TEXT GENERATIONConcurrency Cost:1Model Size:12BQuant:FP8Ctx Length:32kPublished:Mar 12, 2026Architecture:Transformer Cold

Sela223/Aether-Script_12B is a 12 billion parameter language model created by Sela223, formed by merging Sela223/Repose-Marlin-12B and Sela223/Captain-Foxfire-12B using the SLERP method. This model integrates capabilities from its constituent models, offering a combined performance profile. It is designed for general language tasks, leveraging its merged architecture for enhanced versatility.

Loading preview...

Overview

Sela223/Aether-Script_12B is a 12 billion parameter language model developed by Sela223. It is a merged model, combining the strengths of two pre-trained language models: Sela223/Repose-Marlin-12B and Sela223/Captain-Foxfire-12B. The merge was performed using the SLERP (Spherical Linear Interpolation) method, a technique known for smoothly interpolating between model weights to create a new model that inherits characteristics from its parents.

Merge Details

This model was constructed using mergekit, a tool for combining different language models.

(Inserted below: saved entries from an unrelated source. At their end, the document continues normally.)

PR #6823, opened 2024-12-09
fix: unset DDEV_NONINTERACTIVE in Gitpod

stasadev:
## The Issue

In Gitpod:
```
$ ddev phpmyadmin
Nothing has been changed.
```

Because `DDEV_NONINTERACTIVE` is set.

Unsets it.


rfay (approved):
Thanks!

The specific configuration involved merging all 40 layers from both base models, with a detailed parameter configuration applied to various components like attention projections (q_proj, k_proj, v_proj, o_proj), self-attention, MLP layers (gate_proj, up_proj, down_proj), and layernorms. This fine-grained control over the merging process aims to optimize the integration of features from the source models.

Key Characteristics

  • Parameter Count: 12 billion parameters.
  • Merge Method: Utilizes the SLERP method for combining model weights.
  • Constituent Models: Built upon Sela223/Repose-Marlin-12B and Sela223/Captain-Foxfire-12B.

Potential Use Cases

Given its merged nature, Aether-Script_12B is likely suitable for a range of general-purpose language generation and understanding tasks, benefiting from the combined knowledge and capabilities of its base models. Developers can experiment with this model for applications requiring a robust 12B parameter foundation.